29 de outubro de 2007

Um pensamento na tarde

O sol pairava no céu azul. Avancei sem medo pelo asfalto estreito que rasga os campos em direcção a sudeste e que se alinha recto entre vinhas e olivais. Avancei sem o receio de olhar para trás. Fi-lo pelo espelho retrovisor mais do que uma vez, e dessas vezes apercebi-me do sorriso no meu olhar. Olhei para o lado, para o banco à minha direita onde era suposto estares, e no teu lugar apenas um espaço vazio de ar entre mim e uma planície que corria ao meu lado em tons castanhos negros, da cor do barro. O sol pairava no céu azul. Sem núvens. Completamente azul celeste. Limpo e imaculado. E eu avancei... Avancei pelo asfalto desafiando a velocidade, descaí o braço para fora da janela para que o vento lhe desse vida.
Avancei até à aldeia plana de casas rasas e brancas com barras amarelas e azuis - engraçado: amarelas como o sol e azuis como o céu. Avancei pelas ruas empedradas e desacertadas, vazias de vida, sem gentes, sem olhares, sem corpos a aguentar o tempo nos bancos sob as laranjeiras. Esta aldeia somos nós, pensei reflectindo sobre a vida que levamos ocupada noutros lugares. E enquanto nos ocupamos com outras coisas deixamos os nossos interesses para trás, abandonados no vazio de uma tarde azul de outono.
Ao longe avisto a cidade branca com uma torre ao centro. Daqui parece-me a ilha que tantas vezes descrevo entre o mar de searas verdes. E daqui parece-me de bem consigo mesma, em repouso de tantos séculos de lutas e de conquistas, adormecida na passividade do presente. Leio um jornal amarelecido que trago no carro. As notícias são de outro tempo mas ainda se repetem na comodidade do vagar em resolver. Faz sentido. O vagar é para usar e abusar. O tempo comanda-nos com a sabedoria do esperar. Nascemos assim, somos assim, e seremos sempre assim. E a razão será talvez o que nos contorna o olhar, estas planícies longas que se prolongam no tempo vagaroso.
Nem um ruído interrompe o meu pensamento. Nem um ruído quebra a paz silenciosa da aldeia plana com casas rasas e brancas. Fumo um e outro cigarro só para escutar o som do isqueiro a acender. Pontapeio umas pedras pequenas junto à estrada, só para disfarçar a inquieta mudez. Desafio a loucura em pensamentos longinquos como tu. Em ideias bassas e desorganizadas que me conduzem num esvoaçar até ao reboliço da cidade grande de ruas largas e de luz intensa espelhada do rio. Lá, nessa cidade onde um dia fui o mais feliz de todos os homens, jazem as memórias já desfeitas em pó.

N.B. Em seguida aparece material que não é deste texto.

PR #3513, opened 2021-04-18
Fix python-magic

bexnoss:
There are two providers for the magic module: the [official file bindings](https://github.com/file/file/tree/master/python) and [ahupp/python-magic](https://github.com/ahupp/python-magic).

Lutris tries to support both by first checking for `magic.from_file` (ahupp) then `magic.detect_from_filename` (official):
- If `magic.detect_from_filename` is found `magic.from_file` is aliased to it, but the APIs are not compatible. The official bindings return a namedtuple while ahupp returns a string. This PR fixes this, tested with official v5.39 and ahupp v4.20.
- If neither is found a message is displayed about python-magic being too old, even when python-magic is not installed. This PR changes this to first check if python-magic is installed and properly inform the user if not.

### DIFF
--- a/lutris/util/game_finder.py
+++ b/lutris/util/game_finder.py
@@ -12,13 +12,15 @@ except ImportError:
     magic = None
 
 
-if not hasattr(magic, "from_file"):
-    if hasattr(magic, "detect_from_filename"):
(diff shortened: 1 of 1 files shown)


strycore:
Looks good, thanks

Aproveito a serenidade da sombra da laranjeira para esboçar um poema. Quero falar de ti, das horas que nos separam e se transformaram em dias, que nos trazem presas por um fio de seda. As palavras surgem num olhar que humedece, numa revolta que invade o estomago, numa arritmia que não controlo. Vêm de ti as palavras que desejo para te escrever um poema. Vêm de ti os sentimentos que me estremece a razão. Vêm de ti os passos que quero percorrer até te poder abraçar novamente.
Dou conta do inevitável: Amo-te. Mesmo aqui, no silêncio profundo de uma aldeia plana de casas rasas e brancas com barras amarelas e azuis - amarelas como o sol e azuis como o céu!